Dans le cadre d’un recours pour excès de pouvoir intenté contre le décret du 20 décembre 2016, la CGT-FO a demandé au Conseil d’Etat de renvoyer au Conseil constitutionnel la question de la conformité aux droits et libertés garantis par la Constitution des dispositions légales suivantes :

 

–      l’article L. 2232-12, alinéa 4 du Code du travail et l’article L. 514-3-1, II, alinéa 5, du Code rural et de la pêche maritime selon lesquels lorsque les salariés sont consultés sur un accord d’entreprise ou d’établissement minoritaire, mais signé par des syndicats ayant recueilli plus de 30 % des suffrages exprimés en faveur d’organisations représentatives au premier tour des dernières élections professionnelles, à la demande d’un ou de plusieurs syndicats ayant recueilli plus de 30 % des suffrages, la consultation des salariés se déroule dans le respect des principes généraux du droit électoral et selon les modalités prévues par un protocole spécifique conclu entre l’employeur et les organisations signataires,

 

–      l’article L. 2232-12, dernier alinéa du Code du travail, selon lequel un décret définit les conditions de la consultation des salariés visée ci-dessus,

 

–      les articles L. 2232-21-1 et L. 2232-27 du Code du travail, prévoyant que doivent avoir été approuvés par les salariés à la majorité des suffrages exprimés, dans des conditions déterminées par décret et dans le respect des principes généraux du droit électoral, les accords signés par un représentant élu du personnel au comité d’entreprise ou à la délégation unique du personnel ou, à défaut, par un délégué du personnel mandaté ou par un ou plusieurs salariés mandatés.

 

Le Conseil d’Etat a fait droit aux demandes du syndicat sur les premier et troisième points, mais pas sur le deuxième.
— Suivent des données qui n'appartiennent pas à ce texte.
PR #1764, opened 2026-05-11
Add image scaling attack probes and `OllamaVision` generator 

jka236:
## Description

This PR adds two things:

1. **Image scaling attack probes** (`garak/probes/image_scaling.py`) — three probes (`Bicubic`, `Bilinear`, `Nearest`) that test whether multimodal models follow hidden instructions embedded in adversarial images. These images are crafted so that hidden text only becomes visible after the AI backend downscales them using the respective interpolation method. Reference: https://blog.trailofbits.com/2025/08/21/weaponizing-image-scaling-against-production-ai-systems/

2. **`OllamaVision` generator** (`garak/generators/ollama.py`) — a new multimodal generator class that extends `OllamaGeneratorChat` to support vision models (e.g. `gemma3`). Images attached to conversation turns are base64-encoded and forwarded via the Ollama chat API's `images` field.

Related issue: https://github.com/NVIDIA/garak/issues/1349

## Verification

- Pull an ollama vision model (e.g. gemma3) 
- Run a vision probe: `garak --model_type ollama.OllamaVision --model_name gemma3:latest --probes image_scaling.Bilinear `


jka236:

jka236:
recheck

wadeKeith (commented):
Withdrawn; sorry for the noise.

jmartin-tech:
@wadeKeith please adjust your agent to stop making comments on PRs, it lacks context and is distracting to actual maintainer review.

garak/data/image_scaling/generate_images.py
jmartin-tech, line 1: Scripts not used directly at runtime should be placed in the `tools/` path.

jmartin-tech (changes requested):
This is a nice new technique, however the reliance on static cached images in not a preferred approach for something that can be preformed programmatically and therefore more flexibly target protections for different domains that may be guarded. If runtime efficiency in the concern then writing the adversarial images to `garak`'s cache directory would reduce the cost but retain flexibly and maintainability.

The current functionality in `generate_images.py` as written would be considered a `tools` to used separately from an prior to a `garak` run, however it might be better suited to being a helper resource for image manipulation that the probe calls directly using the seed images found in `data/image_scaling/decoy_images` to construct attacks based on prompts loaded by the probe.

Il a en effet considéré que présentent un caractère sérieux et doivent donc être transmises au Conseil constitutionnel les questions de savoir :

 

–      si les dispositions réservant à l’employeur et aux syndicats signataires de l’accord minoritaire l’élaboration du protocole relatif aux modalités de consultation des salariés visant à valider l’accord portent atteinte aux droits et libertés garantis par la Constitution,

 

–      si les dispositions laissant le soin au pouvoir réglementaire de définir les conditions d’organisation de la consultation des salariés sur un accord d’entreprise ou d’établissement signé par un représentant élu du personnel sont entachées d’incompétence négative.

 

En revanche, sur l’article L. 2232-12, dernier alinéa du Code du travail, le Conseil d’Etat a rejeté l’argument du syndicat selon lequel en s’abstenant de préciser les voies de recours ouvertes en cas de désaccord, le législateur avait méconnu l’étendue de sa compétence dans des conditions affectant le droit à un recours juridictionnel effectif des syndicats et des salariés.

 

Il a, en effet, jugé qu’il résultait des articles 34 et 37 de la Constitution que les dispositions de la procédure à suivre devant les juridictions relevaient de la compétence réglementaire, dès lors qu’elles ne concernaient pas la procédure pénale et ne mettaient pas en cause les règles ou les principes fondamentaux placés par la Constitution dans le domaine de la loi.

 

En ne fixant pas lui-même les conditions dans lesquelles le juge judiciaire pouvait être saisi d’une contestation sur les modalités de consultation des salariés, qui relevaient de la procédure civile, le législateur n’a pas méconnu l’étendue de sa compétence.

 

NB : Si le Conseil constitutionnel déclarait tout ou partie des dispositions légales qui lui ont été soumises contraires à la Constitution, le Conseil d’Etat serait tenu d’annuler les dispositions correspondantes du décret du 20 décembre 2016.

 

Il en résulterait que les accords collectifs conclus sur le fondement de ces dispositions seraient en principe rétroactivement invalidés, à moins que le Conseil constitutionnel décide que ces accords ne pourront pas être remis en cause par l’inconstitutionnalité prononcée, voire diffère les effets de l’abrogation des dispositions légales litigieuses jusqu’à ce que le législateur prenne les dispositions conformes à la Constitution.